Task ::
Report how many lines of the following entries include the string "path"; respond with the number alone.

======== Entries supplied ========

PR #1565, opened 2021-08-04
Move CI to GitHub actions

aurelien-reeves:
# Description

Moving the CI from Circle CI to Gihub actions.

Regular (ubuntu) builds: ✔
Windows builds: ✔
JRuby build: ✔
🆕 MacOS builds 🆕: ✔

The previous GitHub workflow was designed to push to cucumber reports, but it did not worked anymore since personal tokens have been deprecated on reports. It has been removed, we may consider recreating a dedicated workflow for that purpose if we want to, with a new collection token.

If we want to activate back the CCK tests, we could created a dedicated workflow too

I noticed that we are using a pretty old version of Rubocop, and updating it reveals a lot of offenses. I suggest to try upgrading it as part of another PR to avoid blocking this one.

## Type of change

# Checklist:


aurelien-reeves:
It seems that the build does not work on windows with ruby 2.5 for unknown reason.
Still, we have ruby 2.6, 2.7 and 3.0 which are running no Windows successfully. With circle-ci, we had only one build, and I can't even figure out which version of ruby it is.

olleolleolle (approved):
I am for going forward with this as it is now.

Rakefile
```diff
@@ -1,17 +1,26 @@
 require 'rubygems'
 require 'bundler'
+require 'rbconfig'
+# rubocop:disable Style/DoubleNegation
+is_windows = !!(RbConfig::CONFIG['host_os'] =~ /mswin|mingw|cygwin/)
```
luke-hill, line 5: I'm aware this was copied from elsewhere, but a better one would be to use the .match? method

luke-hill (commented):
Should probably optimise this method whilst we're here.

Rakefile
aurelien-reeves: I think I'll take a look on this in another PR
That's why I've opened the one to update rubocop. With a more recent version of rubocop, we won't need this anymore

aurelien-reeves: Actually, I've just activated rubocop also on windows build, and it is working fine

luke-hill (approved):

PR #1566, opened 2021-08-04
Upgrade rubocop

aurelien-reeves:
# Description

Rubocop is fixed to a pretty old version.
The purpose of this PR is to try upgrading it step by step.

## Type of change

## Note to other contributors

One of the first offense to be fixed with a new version is done in `lib/cucumber/glue/dsl.rb`. Before we just had the `extend(Cucumber::Glue::Dsl)` instruction to extend the global Object class. This triggered an offense. I've fixed it by explicitly replacing it with the following:

```ruby
class Object
  # TODO: can we avoid adding methods to the global namespace (Kernel)
  prepend(Cucumber::Glue::Dsl)
end
```

That way the extension of the global Object class is made explicit. Tests seems to be passing. Does that looks good to advanced ruby developers?

# Checklist:


lib/cucumber/glue/dsl.rb
```diff
@@ -136,5 +136,7 @@ def register_rb_step_definition(regexp, symbol = nil, options = {}, &proc)
   end
 end
 
-# TODO: can we avoid adding methods to the global namespace (Kernel)
-extend(Cucumber::Glue::Dsl)
+class Object
```
luke-hill, line 139: You can do this, but part of the config file is where you specify overrides,

So you could ignore this rule on this file, and stipulate why

aurelien-reeves: It seems to work like that. Test are passing well. Is there some cases where it could fail?

luke-hill: The only difference for this would come in a situation whereby someone is using BOTH a user-defined version of these method / lVar names and the cucumber ones. We shouldn't really look to cover that situation.

But what I'm saying here, is instead of us just tricking rubocop, lets leave it as is, but document it in rubocop.yml by saying "This allows users to have nice DSL defined methods like ParameterType and Before in their support directory, instead of needing to instantiate new objects."

examples/i18n/ru/lib/calculator.rb
```diff
@@ -11,9 +11,11 @@ def result
     @stack.last
   end
 
+  # rubocop:disable Lint/BinaryOperatorWithIdenticalOperands
```
luke-hill, line 14: Instead of doing in-line stuff can we use the config file and comment why we're doing this.

- If we know why and we won't fix it, document why
- If we're not sure, put it into the todo file so we can tackle it later

aurelien-reeves: When I use in-line rubocop comment, that apply to a single line in the code. Is this possible with the rubocop config file?

Some comments may be missing.

luke-hill: I realise I missed this.

The reason we use the yml file (And potentially allow the exclude across the whole file), is it documents the behaviours in one place, so I know where to check.

Using the magic comments makes tracking down and debugging / optimising code a real pain point

aurelien-reeves:
Rubocop has been bumped to the latest version, and offenses have been fixed.

To review this PR, I think it would be easier to look at the commits rather than the diff.

@luke-hill What do you think? I removed all inline magic comment I had added before except for one.

lib/cucumber/cli/main.rb
```diff
@@ -14,7 +14,12 @@ def execute(args)
         end
       end
 
-      def initialize(args, _ = nil, out = STDOUT, err = STDERR, kernel = Kernel)
+      # The second argument is there for retrocompatibility
```
luke-hill, line 17: Not sure on how things work here, but given it's an unused argument I assume we plan on removing this in cucumber v8 ruby?

lib/cucumber/configuration.rb
```diff
@@ -189,7 +189,7 @@ def support_to_load
     def all_files_to_load
       files = require_dirs.map do |path|
         path = path.tr('\\', '/') # In case we're on windows. Globs don't work with backslashes.
-        path = path.gsub(/\/$/, '') # Strip trailing slash. # rubocop:disable Style/RegexpLiteral
+        path = path.gsub(%r{/$}, '') # Strip trailing slash.
```
luke-hill, line 192: We are allowed to use `/` inside the standard `//` regex matchers if we escape it. i.e. `/\//`

lib/cucumber/events/step_activated.rb
```diff
@@ -20,6 +20,8 @@ class StepActivated < Core::Event.new(:test_step, :step_match)
       def initialize(test_step, step_match)
         @test_step = test_step
         @step_match = step_match
+
+        super
```
luke-hill, line 24: Whilst this is a rubocop requirement, it is also an unsafe auto-correct. So I just wanted to check we have coverage for this?

lib/cucumber/events/step_definition_registered.rb
```diff
@@ -14,6 +14,8 @@ class StepDefinitionRegistered < Core::Event.new(:step_definition)
       # _@private
       def initialize(step_definition)
         @step_definition = step_definition
+
+        super
```
luke-hill, line 18: Same here

lib/cucumber/formatter/ansicolor.rb
```diff
@@ -83,17 +83,17 @@ module ANSIColor
         next if method_name =~ /.*_param/
         code = <<-COLOR
           def #{method_name}(string=nil, &proc)
```
luke-hill, line 85: This is a really crappy way of doing this metaprogramming, we should be using define method, but maybe one for another time.

it also fixes the security eval offense (But can defer), maybe add this to the rubocop todo file

lib/cucumber/glue/proto_world.rb
```diff
@@ -38,9 +38,6 @@ def step(name, raw_multiline_arg = nil)
       #     And I am logged in as "Susan"
       #   }
       # @param [String] steps_text The Gherkin snippet to run
-      def steps(steps_text)
```
luke-hill, line 41: This is a biggie, removing this (I know we said we wanted to)

If we do want to, this should be a breaking change
Also we should probably move the RDoc above

lib/cucumber/glue/step_definition.rb
```diff
@@ -122,9 +122,8 @@ def ==(other)
 
       # @api private
       def arguments_from(step_name)
-        args = @expression.match(step_name)
+        @expression.match(step_name)
         # @registry.invoked_step_definition(regexp_source, location) if args
```
luke-hill, line 126: Can we delete this line?

lib/cucumber/multiline_argument/data_table.rb
```diff
@@ -161,7 +161,7 @@ def hashes
       def symbolic_hashes
         @symbolic_hashes ||=
           hashes.map do |string_hash|
-            Hash[string_hash.map { |a, b| [symbolize_key(a), b] }]
+            string_hash.transform_keys { |a| symbolize_key(a) }
```
luke-hill, line 164: Are we confident that `string_hash` is always a hash?

lib/cucumber/multiline_argument/data_table.rb
```diff
@@ -284,18 +284,22 @@ def map_headers(mappings = {}, &block)
       #     end
       #   end
       #
+      # rubocop:disable Style/OptionalBooleanParameter # the optional boolean parameter is kept for retrocompatibility
       def map_column!(column_name, strict = true, &conversion_proc)
         # TODO: Remove this method for 2.0
```
luke-hill, line 289: Haha, Always love methods like this, Definitely should dive into removing this maybe>? In v8>?

lib/cucumber/runtime.rb
```diff
@@ -36,6 +36,7 @@ class FileNotFoundException < FileException
 
   class FeatureFolderNotFoundException < RuntimeError
     def initialize(path)
+      super
```
luke-hill, line 39: Could this affect the path assign (Usually safe supers go at the bottom)

spec/cucumber/cli/configuration_spec.rb
```diff
@@ -5,11 +5,11 @@
 
 module Cucumber
   module Cli
-    describe Configuration do
-      module ExposesOptions
-        attr_reader :options
-      end
+    module ExposesOptions
```
luke-hill, line 8: This now leaks into all potential other scenarios. Ideally we would write this as

```
let(:exposes_options) do
  Module.new do
    attr_reader :options
  end
end
```

spec/cucumber/formatter/http_io_spec.rb
```diff
@@ -6,15 +6,15 @@
 require 'spec_helper'
 require 'cucumber/formatter/io'
 
-RSpec.shared_context 'an HTTP server accepting file requests' do
-  module WEBrick
-    module HTTPServlet
-      class ProcHandler < AbstractServlet
-        alias do_PUT do_GET # Webrick #mount_proc only works with GET,HEAD,POST,OPTIONS by default
-      end
+module WEBrick
```
luke-hill, line 9: Same here but with Class.new (avoids rspec leakage)

spec/cucumber/formatter/junit_spec.rb
```diff
@@ -2,42 +2,41 @@
 
 require 'spec_helper'
```
luke-hill, line 3: This is a crazily complex file, so I've not reviewed it.

spec/support/fake_objects.rb
```diff
@@ -0,0 +1,60 @@
+# frozen_string_literal: true
+
+require 'cucumber/core/filter'
+
+# The following fake objects was previously declared within `describe` scope.
+# Declaring into scope did not isolate them.
+#
+# Moving those into a dedicated support file explitely state that those are available
```
luke-hill, line 8: `# Moving these into a dedicated support file explicitly states that these are available globally as soon as they are required once.`

spec/support/fake_objects.rb
```diff
@@ -0,0 +1,60 @@
+# frozen_string_literal: true
+
+require 'cucumber/core/filter'
```
luke-hill, line 3: Traditionally in spec support files you would use contexts and then allow extra contexts with let blocks described.

However given this is a large piece of work you've done, maybe I can build ontop of this as my first contribution back in a while?

luke-hill (commented):
So yeh reviewing this was hell! Please don't give me a PR with 158 things again to review 😓 

We should use the todo file to partially fix things up and then just click them off in the todo file.

lib/cucumber/cli/main.rb
aurelien-reeves: I am pro removing it indeed.
And as it is unused, maybe we could consider it was already deprecated, thus removing it in v8

lib/cucumber/configuration.rb
aurelien-reeves: Yes. But that is responsible for a rubocop offense.
Per default, Style/RegexpLiteral enforces using slashes, but do not allow inner slashes thus requires using %r with inner slashes. Cf. https://docs.rubocop.org/rubocop/1.0/cops_style.html#styleregexpliteral

I've let the default rubocop configuration here, but fix the ofenses without having magic comments.

If we prefer avoiding the use of %r, we may consider configuring the cop by allowing inner slashes.

lib/cucumber/events/step_activated.rb
aurelien-reeves: I took a look at the source code of the parent class: https://github.com/cucumber/cucumber-ruby-core/blob/main/lib/cucumber/core/event.rb

It seems to be safe here.

Don't know if we have coverage for this. But as this is a center piece of cucumber-ruby, I thing we may have notice issues.

lib/cucumber/events/step_definition_registered.rb
aurelien-reeves: Same response.

But yeah, trying to cover that would be helpful

lib/cucumber/formatter/ansicolor.rb
aurelien-reeves: Yeah, I just fix offenses. But that whole file ... I think it need a proper refactoring.
But for another PR?

spec/cucumber/cli/configuration_spec.rb
aurelien-reeves: Actually, it was already leaking into all other scenarios.
So the fix of the offenses make it actually explicit.

So, I guess we could also thing of refactoring that as part of another PR

spec/cucumber/formatter/http_io_spec.rb
aurelien-reeves: Same: it was actually already leaking to everything. The change has just made it explicit

spec/cucumber/formatter/junit_spec.rb
aurelien-reeves: This is actually the same kind of changes as with http_io_spec and configuration_spec. Nothing else

spec/support/fake_objects.rb
aurelien-reeves: Yes, I agree. I was pretty focus in trying to fix offenses without disabling cop.

That allow to show us more explicitly where good refactoring topics are.

I suggest to refactor as part of other PRs

lib/cucumber/glue/proto_world.rb
aurelien-reeves: I do not understand.
This is part of some kind of public API?
If we are just calling "super", why would there be issues?

lib/cucumber/glue/step_definition.rb
aurelien-reeves: The one that is commented?
If so, yes, I guess so :)

lib/cucumber/multiline_argument/data_table.rb
aurelien-reeves: Would the code do something else as it would have before?

lib/cucumber/multiline_argument/data_table.rb
aurelien-reeves: If any objection, agree

lib/cucumber/runtime.rb
aurelien-reeves: I'll check

aurelien-reeves:
> 
> 
> So yeh reviewing this was hell! Please don't give me a PR with 158 things again to review 😓
> 
> We should use the todo file to partially fix things up and then just click them off in the todo file.

Yeah, sorry for that 😓
I hate big PR myself.

aurelien-reeves:
So, to summarize:

What we could do as part of dedicated PR (I would open dedicated issues to make sure we do not forget those):

- removing the unused `_=nil` from `cli::main#initialize` parameter list in v8
- allowing inner slashes in RegexpLiteral rubocop configuration
- `formatter/ansicolor.rb` need to be refactored
- removing `DataTable#map_column!` in v8 which was planned to be removed in v2
- refactor fake modules and classes in `configuration_spec.rb`, `http_io_spec.rb`, `junit_spec.rb` and `fake_objects.rb` to prevent defining those fakes globally

To merge the current PR:

- make sure that calling `super` in the events `initialize` methods is safe as part of the actual PR (`lib/cucumber/events/step_activated.rb` and `lib/cucumber/events/step_definition_registered.rb`)
- can we safely delete some code from `proto_world.rb`? I am still confused with this. It seems to be useless. What would make it useful? `Cucumber::Glue#steps` and `Cucumber::Glue#inspect` are just calling `super` without any other code.

Did I missed something? Does that looks like a plan?

lib/cucumber/formatter/ansicolor.rb
luke-hill: Happy for that.

lib/cucumber/multiline_argument/data_table.rb
luke-hill: Yes. Previously this co-erced the Hash. This is technically a breaking change (if the previous input "could" be a non-hash)

spec/cucumber/cli/configuration_spec.rb
luke-hill: Oki I'm happy to tackle it elsewhere, but lets try tackle this sooner rather than later as it's a reasonably large covering fix.

luke-hill:
Yep sounds great. I've attached a couple of additional comments where needed.

spec/cucumber/cli/configuration_spec.rb
aurelien-reeves: Agree

lib/cucumber/multiline_argument/data_table.rb
aurelien-reeves: I've checked.
`hashes` will always be an array of hashes.
It uses the private method `build_hashes` which ends with `.map(&:to_hash)`

luke-hill (approved):

aurelien-reeves:
>   make sure that calling `super` in the events `initialize` methods is safe as part of the actual PR (`lib/cucumber/events/step_activated.rb` and `lib/cucumber/events/step_definition_registered.rb`)

Actually, [`Cucumber::Core::Event`](https://github.com/cucumber/cucumber-ruby-core/blob/main/lib/cucumber/core/event.rb) generates sub-classes with initializers dedicated to generate attribute readers.

So in derived classes as StepDefinitionRegistered or StepActivated, writing an initializer to initialize the attribute readers is doing what already does the base class.

Calling `super`is doing it twice.

Removing the initializer is removing duplicated code.

And this is actually covered with tests: when not properly initializing attribute readers for those two classes, some tests broke.

aurelien-reeves:
>    can we safely delete some code from `proto_world.rb`? I am still confused with this. It seems to be useless. What would make it useful? `Cucumber::Glue#steps` and `Cucumber::Glue#inspect` are just calling `super` without any other code.

I have restored the deleted methods. There purpose is actually documentation.

aurelien-reeves:
@luke-hill I guess I answer all your questions. Can we merge?

PR #1567, opened 2021-08-13
Add a release workflow

mattwynne:
# Description

Adds an automated release workflow.

## Type of change

## Note to other contributors

If your change may impact future contributors, explain it here, and remember to update README.md and CONTRIBUTING.md accordingly.

# Checklist:

### DIFF
--- a/.github/workflows/release.yaml
+++ b/.github/workflows/release.yaml
@@ -1,0 +1,49 @@
+name: Release
+
+on:
+  push:
+    branches: [release/*]
+
+jobs:
+  release:
+    runs-on: ubuntu-latest
+    environment: Release
+    permissions:
+      contents: write
+    steps:
+      - uses: actions/checkout@v2
+      - name: Read version to release from the changelog
+        id: next-release
+        uses: cucumber-actions/changelog-action@v1.3
+        with:
+          args: latest
+      - name: Set version environment variable
+        run: echo "version"=${{ steps.next-release.outputs.result }} > $GITHUB_ENV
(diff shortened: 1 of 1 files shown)


mattwynne:
Reviewers, I'd particularly like feedback on what needs to be better documented so that this will make sense to someone who is new to it.

luke-hill (approved):
Again seems legit but would want to see it in action first. The one you showed me before didn't make sense.

olleolleolle (approved):
I find these added notes helpful!

Perhaps where we mention the CHANGELOG, we can note that the CHANGELOG.md _is_ used by automated tools, so that its formatting is of importance.

mattwynne:
> Again seems legit but would want to see it in action first. The one you showed me before didn't make sense.

Does this one make any more sense? What questions have you got?

mattwynne:
@mvz has given some excellent feedback [in Slack](https://cucumberbdd.slack.com/archives/C62GZFLLT/p1629182697016900?thread_ts=1628886639.015600&cid=C62GZFLLT). I think we should not merge this until the issue about tagging the Release commit has been resolved, as explained in [this comment](https://github.com/cucumber/common/issues/1688#issuecomment-899864133).

I think the fix is to create a new `create-release` action which we can test properly, as there are a few different strategies for determining the right commit to tag. It's too risky to only test these workflows when we're actually trying to do a release. This will remove duplication in the `release.yaml` workflows in the various repos, and ensure we handle it consistently.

========

Expected answer ::
6